> [Extracted records]:
※ ※ ※
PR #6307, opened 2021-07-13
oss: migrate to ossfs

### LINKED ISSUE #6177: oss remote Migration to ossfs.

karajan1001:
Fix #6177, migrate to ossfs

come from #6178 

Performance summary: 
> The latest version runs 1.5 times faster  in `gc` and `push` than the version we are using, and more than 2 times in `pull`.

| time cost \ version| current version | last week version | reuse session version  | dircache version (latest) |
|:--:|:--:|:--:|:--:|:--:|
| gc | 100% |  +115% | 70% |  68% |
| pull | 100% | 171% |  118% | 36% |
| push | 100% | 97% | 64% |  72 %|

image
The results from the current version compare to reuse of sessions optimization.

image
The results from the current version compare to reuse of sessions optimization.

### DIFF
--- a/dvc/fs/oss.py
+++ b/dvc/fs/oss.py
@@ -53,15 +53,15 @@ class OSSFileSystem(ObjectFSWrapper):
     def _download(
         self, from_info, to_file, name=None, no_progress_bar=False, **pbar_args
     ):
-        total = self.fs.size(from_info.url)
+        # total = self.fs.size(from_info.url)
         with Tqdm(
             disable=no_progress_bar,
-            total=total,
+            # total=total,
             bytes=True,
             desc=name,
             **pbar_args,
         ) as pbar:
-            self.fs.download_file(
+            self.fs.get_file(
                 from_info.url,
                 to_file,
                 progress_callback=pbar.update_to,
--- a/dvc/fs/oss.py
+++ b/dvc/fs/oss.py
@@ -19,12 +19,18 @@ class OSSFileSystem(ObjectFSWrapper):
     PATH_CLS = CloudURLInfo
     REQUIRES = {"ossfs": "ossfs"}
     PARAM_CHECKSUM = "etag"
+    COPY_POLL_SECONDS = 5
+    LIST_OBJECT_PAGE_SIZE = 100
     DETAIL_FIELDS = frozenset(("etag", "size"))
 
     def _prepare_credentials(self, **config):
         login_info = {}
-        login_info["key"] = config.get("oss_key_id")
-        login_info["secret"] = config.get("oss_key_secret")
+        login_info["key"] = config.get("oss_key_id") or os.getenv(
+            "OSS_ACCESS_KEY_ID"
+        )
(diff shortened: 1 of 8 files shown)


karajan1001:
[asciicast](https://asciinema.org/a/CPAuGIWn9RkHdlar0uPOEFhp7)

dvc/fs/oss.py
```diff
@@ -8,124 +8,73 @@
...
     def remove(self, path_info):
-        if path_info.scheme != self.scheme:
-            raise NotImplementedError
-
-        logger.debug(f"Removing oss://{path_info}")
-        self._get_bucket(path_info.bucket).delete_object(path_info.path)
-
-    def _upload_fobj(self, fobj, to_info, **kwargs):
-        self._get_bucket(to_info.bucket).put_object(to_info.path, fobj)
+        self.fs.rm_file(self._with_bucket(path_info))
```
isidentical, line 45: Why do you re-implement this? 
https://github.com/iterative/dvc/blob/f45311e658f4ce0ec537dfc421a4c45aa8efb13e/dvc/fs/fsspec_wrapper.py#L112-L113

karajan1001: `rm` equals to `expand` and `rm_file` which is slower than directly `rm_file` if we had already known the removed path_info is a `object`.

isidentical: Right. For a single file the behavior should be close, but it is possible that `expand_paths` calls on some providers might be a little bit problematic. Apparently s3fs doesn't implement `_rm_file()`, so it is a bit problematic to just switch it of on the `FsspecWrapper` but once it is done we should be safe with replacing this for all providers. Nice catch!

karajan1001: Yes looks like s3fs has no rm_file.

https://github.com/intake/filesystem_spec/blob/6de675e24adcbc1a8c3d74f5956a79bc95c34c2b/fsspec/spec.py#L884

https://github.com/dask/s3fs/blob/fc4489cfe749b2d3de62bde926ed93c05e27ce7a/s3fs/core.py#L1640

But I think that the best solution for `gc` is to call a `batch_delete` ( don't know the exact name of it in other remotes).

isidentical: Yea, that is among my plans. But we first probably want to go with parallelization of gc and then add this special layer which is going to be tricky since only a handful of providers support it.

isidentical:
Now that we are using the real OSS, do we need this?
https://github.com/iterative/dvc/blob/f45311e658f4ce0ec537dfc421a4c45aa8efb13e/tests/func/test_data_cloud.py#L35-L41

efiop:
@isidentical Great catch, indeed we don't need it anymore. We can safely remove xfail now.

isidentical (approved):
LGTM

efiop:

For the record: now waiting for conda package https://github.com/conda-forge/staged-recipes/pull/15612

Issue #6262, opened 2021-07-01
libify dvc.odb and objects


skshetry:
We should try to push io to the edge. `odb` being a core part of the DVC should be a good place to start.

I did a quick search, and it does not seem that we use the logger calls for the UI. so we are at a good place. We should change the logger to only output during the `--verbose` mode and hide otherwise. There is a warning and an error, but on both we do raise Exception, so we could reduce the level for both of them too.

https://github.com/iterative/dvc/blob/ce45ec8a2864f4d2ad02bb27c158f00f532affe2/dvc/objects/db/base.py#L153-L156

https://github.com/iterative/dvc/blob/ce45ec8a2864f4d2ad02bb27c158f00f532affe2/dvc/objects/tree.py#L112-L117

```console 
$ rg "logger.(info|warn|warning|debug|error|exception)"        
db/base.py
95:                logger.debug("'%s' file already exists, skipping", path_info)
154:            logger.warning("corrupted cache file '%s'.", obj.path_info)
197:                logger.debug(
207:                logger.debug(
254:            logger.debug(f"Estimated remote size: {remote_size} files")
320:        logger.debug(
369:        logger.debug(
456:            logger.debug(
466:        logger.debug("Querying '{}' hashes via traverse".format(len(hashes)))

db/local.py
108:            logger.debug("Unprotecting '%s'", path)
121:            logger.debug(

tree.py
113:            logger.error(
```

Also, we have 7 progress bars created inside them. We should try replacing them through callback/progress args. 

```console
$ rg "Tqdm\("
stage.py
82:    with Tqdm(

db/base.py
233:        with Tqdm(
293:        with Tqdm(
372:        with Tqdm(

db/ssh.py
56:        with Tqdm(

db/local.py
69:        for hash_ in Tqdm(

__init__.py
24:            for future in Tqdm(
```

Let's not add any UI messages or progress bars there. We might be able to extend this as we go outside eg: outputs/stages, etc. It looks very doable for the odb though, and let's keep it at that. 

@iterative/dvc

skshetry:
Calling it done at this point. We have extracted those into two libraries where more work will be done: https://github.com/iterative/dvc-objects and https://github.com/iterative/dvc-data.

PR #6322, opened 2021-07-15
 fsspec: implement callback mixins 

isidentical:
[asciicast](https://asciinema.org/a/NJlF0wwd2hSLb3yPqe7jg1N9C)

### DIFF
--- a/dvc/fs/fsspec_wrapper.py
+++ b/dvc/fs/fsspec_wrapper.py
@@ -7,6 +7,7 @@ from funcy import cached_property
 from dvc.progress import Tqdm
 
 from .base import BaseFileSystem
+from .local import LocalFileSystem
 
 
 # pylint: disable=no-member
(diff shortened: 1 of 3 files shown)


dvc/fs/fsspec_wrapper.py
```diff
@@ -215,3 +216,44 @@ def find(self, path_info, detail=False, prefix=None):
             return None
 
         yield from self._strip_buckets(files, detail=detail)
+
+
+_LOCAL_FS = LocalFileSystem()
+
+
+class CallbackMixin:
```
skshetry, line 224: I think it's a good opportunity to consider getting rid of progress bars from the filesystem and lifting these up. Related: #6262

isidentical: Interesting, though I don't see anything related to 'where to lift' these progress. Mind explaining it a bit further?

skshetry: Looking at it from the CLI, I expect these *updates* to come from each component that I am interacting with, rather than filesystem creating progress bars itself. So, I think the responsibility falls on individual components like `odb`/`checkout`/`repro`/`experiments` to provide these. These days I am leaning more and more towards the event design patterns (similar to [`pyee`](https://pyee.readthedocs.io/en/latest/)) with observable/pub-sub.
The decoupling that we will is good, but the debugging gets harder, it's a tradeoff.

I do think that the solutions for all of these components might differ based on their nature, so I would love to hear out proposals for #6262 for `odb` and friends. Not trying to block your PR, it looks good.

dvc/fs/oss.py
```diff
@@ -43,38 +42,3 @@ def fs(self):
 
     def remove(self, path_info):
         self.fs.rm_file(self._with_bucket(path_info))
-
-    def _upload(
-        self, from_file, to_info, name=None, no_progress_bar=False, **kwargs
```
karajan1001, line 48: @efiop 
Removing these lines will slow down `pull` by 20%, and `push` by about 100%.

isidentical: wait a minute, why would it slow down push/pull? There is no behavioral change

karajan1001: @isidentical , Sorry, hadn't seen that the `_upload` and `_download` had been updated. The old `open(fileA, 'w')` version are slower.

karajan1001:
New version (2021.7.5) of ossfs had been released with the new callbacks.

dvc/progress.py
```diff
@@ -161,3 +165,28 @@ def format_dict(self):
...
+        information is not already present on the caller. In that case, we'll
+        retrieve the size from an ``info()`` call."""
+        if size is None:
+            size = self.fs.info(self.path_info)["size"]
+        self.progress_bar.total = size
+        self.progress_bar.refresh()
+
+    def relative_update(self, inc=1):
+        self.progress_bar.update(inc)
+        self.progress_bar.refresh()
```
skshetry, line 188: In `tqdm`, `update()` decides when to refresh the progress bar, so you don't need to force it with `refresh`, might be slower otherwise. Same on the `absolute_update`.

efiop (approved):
※ ※ ※
Filter the records above down to the lines containing "ossfs".

oss: migrate to ossfs
### LINKED ISSUE #6177: oss remote Migration to ossfs.
Fix #6177, migrate to ossfs
     REQUIRES = {"ossfs": "ossfs"}
New version (2021.7.5) of ossfs had been released with the new callbacks.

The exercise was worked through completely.